Issue #5794, opened 2019-10-06
Support <bdo> in HTML


jgm:
See https://developer.mozilla.org/en-US/docs/Web/HTML/Element/bdo

We can parse `<bdo dir="ltr">foo</bdo>` as
```
Span ("",[],[("dir","ltr")]) [Str "foo"]
```

PR #6271, opened 2020-04-10
HTML reader: support <bdo>

TristanCacqueray:
See https://developer.mozilla.org/en-US/docs/Web/HTML/Element/bdo

Closes: #5794

### DIFF
--- a/src/Text/Pandoc/Readers/HTML.hs
+++ b/src/Text/Pandoc/Readers/HTML.hs
@@ -803,13 +803,17 @@ pCode = try $ do
   result <- manyTill pAny (pCloses open)
   return $ B.codeWith (mkAttr attr) $ T.unwords $ T.lines $ innerText result
 
+-- https://developer.mozilla.org/en-US/docs/Web/HTML/Element/bdo
+-- Bidirectional Text Override
 pBdo :: PandocMonad m => TagParser m Inlines
 pBdo = try $ do
   TagOpen _ attr' <- lookAhead $ pSatisfy $ tagOpen (=="bdo") (const True)
   let attr = toStringAttr attr'
   contents <- pInTags "bdo" inline
-  let dir = fromMaybe "" $ lookup "dir" attr
-  return $ B.spanWith ("", [], [("dir",dir)]) contents
+  return $ case T.toLower $ fromMaybe "" $ lookup "dir" attr of
+    -- Only right-to-left direction actually matters
+    "rtl" -> B.spanWith ("", [], [("dir","rtl")]) contents
+    _     -> contents
 
 pSpan :: PandocMonad m => TagParser m Inlines
 pSpan = try $ do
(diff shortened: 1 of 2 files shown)


test/command/1592.md
```diff
@@ -47,3 +47,9 @@ pandoc -f native -t markdown
 [hi]{.smallcaps}
 ```
 
+```
+% pandoc -f html -t native
+<bdo dir="ltr">foo</bdo>
+^D
+[Plain [Span ("",[],[("dir","ltr")]) [Str "foo"]]]
```
TristanCacqueray, line 54: Note that I can't explain why this is wrapped in a `[Plain ...]` block.

src/Text/Pandoc/Readers/HTML.hs
```diff
@@ -802,6 +803,14 @@ pCode = try $ do
   result <- manyTill pAny (pCloses open)
   return $ B.codeWith (mkAttr attr) $ T.unwords $ T.lines $ innerText result
 
+pBdo :: PandocMonad m => TagParser m Inlines
+pBdo = try $ do
+  TagOpen _ attr' <- lookAhead $ pSatisfy $ tagOpen (=="bdo") (const True)
+  let attr = toStringAttr attr'
+  contents <- pInTags "bdo" inline
+  let dir = fromMaybe "" $ lookup "dir" attr
+  return $ B.spanWith ("", [], [("dir",dir)]) contents
```
mb21, line 812: nit-pick... without the `"dir"` attribute, this is uselels, so maybe do a `case` on the `Maybe` returned from `lookup` ?

TristanCacqueray: Alright. Then I guess when dir is different than rtl, bdo is also useless. Next commit fixes that.

mb21: well... if the whole doc is rtl, then a ltr span is useful :-)

TristanCacqueray: Ah, good point! Ok let me not skip rtl then :)  What about validating that dir must be either rtl or ltr? should that be done in the `pBdo` ?

mb21: hm.. good question... I guess it wouldn't hurt.. although we're not doing much validation on most attributes...

test/command/1592.md
despresc: The readers all return a full `Pandoc` document, so a bare inline expression has to be wrapped in some kind of block. This ends up being `Plain` for the html reader.

TristanCacqueray: If I understand correctly I don't need to update the `pBdo` and this output is expected?

despresc: It's expected, yes. You'd have to modify `readHtml` or `writeNative` themselves not to have it.

jgm:
Great, thanks!

TristanCacqueray:
Thank you for putting the `good first issue` label!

◆ ◆ ◆

| YOUR GOAL |
Each line of the data above should appear again in your answer, exactly as given.

| FINISHED TASK |
Issue #5794, opened 2019-10-06
Support <bdo> in HTML


jgm:
See https://developer.mozilla.org/en-US/docs/Web/HTML/Element/bdo

We can parse `<bdo dir="ltr">foo</bdo>` as
```
Span ("",[],[("dir","ltr")]) [Str "foo"]
```

PR #6271, opened 2020-04-10
HTML reader: support <bdo>

TristanCacqueray:
See https://developer.mozilla.org/en-US/docs/Web/HTML/Element/bdo

Closes: #5794

### DIFF
--- a/src/Text/Pandoc/Readers/HTML.hs
+++ b/src/Text/Pandoc/Readers/HTML.hs
@@ -803,13 +803,17 @@ pCode = try $ do
   result <- manyTill pAny (pCloses open)
   return $ B.codeWith (mkAttr attr) $ T.unwords $ T.lines $ innerText result
 
+-- https://developer.mozilla.org/en-US/docs/Web/HTML/Element/bdo
+-- Bidirectional Text Override
 pBdo :: PandocMonad m => TagParser m Inlines
 pBdo = try $ do
   TagOpen _ attr' <- lookAhead $ pSatisfy $ tagOpen (=="bdo") (const True)
   let attr = toStringAttr attr'
   contents <- pInTags "bdo" inline
-  let dir = fromMaybe "" $ lookup "dir" attr
-  return $ B.spanWith ("", [], [("dir",dir)]) contents
+  return $ case T.toLower $ fromMaybe "" $ lookup "dir" attr of
+    -- Only right-to-left direction actually matters
+    "rtl" -> B.spanWith ("", [], [("dir","rtl")]) contents
+    _     -> contents
 
 pSpan :: PandocMonad m => TagParser m Inlines
 pSpan = try $ do
(diff shortened: 1 of 2 files shown)


test/command/1592.md
```diff
@@ -47,3 +47,9 @@ pandoc -f native -t markdown
 [hi]{.smallcaps}
 ```
 
+```
+% pandoc -f html -t native
+<bdo dir="ltr">foo</bdo>
+^D
+[Plain [Span ("",[],[("dir","ltr")]) [Str "foo"]]]
```
TristanCacqueray, line 54: Note that I can't explain why this is wrapped in a `[Plain ...]` block.

src/Text/Pandoc/Readers/HTML.hs
```diff
@@ -802,6 +803,14 @@ pCode = try $ do
   result <- manyTill pAny (pCloses open)
   return $ B.codeWith (mkAttr attr) $ T.unwords $ T.lines $ innerText result
 
+pBdo :: PandocMonad m => TagParser m Inlines
+pBdo = try $ do
+  TagOpen _ attr' <- lookAhead $ pSatisfy $ tagOpen (=="bdo") (const True)
+  let attr = toStringAttr attr'
+  contents <- pInTags "bdo" inline
+  let dir = fromMaybe "" $ lookup "dir" attr
+  return $ B.spanWith ("", [], [("dir",dir)]) contents
```
mb21, line 812: nit-pick... without the `"dir"` attribute, this is uselels, so maybe do a `case` on the `Maybe` returned from `lookup` ?

TristanCacqueray: Alright. Then I guess when dir is different than rtl, bdo is also useless. Next commit fixes that.

mb21: well... if the whole doc is rtl, then a ltr span is useful :-)

TristanCacqueray: Ah, good point! Ok let me not skip rtl then :)  What about validating that dir must be either rtl or ltr? should that be done in the `pBdo` ?

mb21: hm.. good question... I guess it wouldn't hurt.. although we're not doing much validation on most attributes...

test/command/1592.md
despresc: The readers all return a full `Pandoc` document, so a bare inline expression has to be wrapped in some kind of block. This ends up being `Plain` for the html reader.

TristanCacqueray: If I understand correctly I don't need to update the `pBdo` and this output is expected?

despresc: It's expected, yes. You'd have to modify `readHtml` or `writeNative` themselves not to have it.

jgm:
Great, thanks!

TristanCacqueray:
Thank you for putting the `good first issue` label!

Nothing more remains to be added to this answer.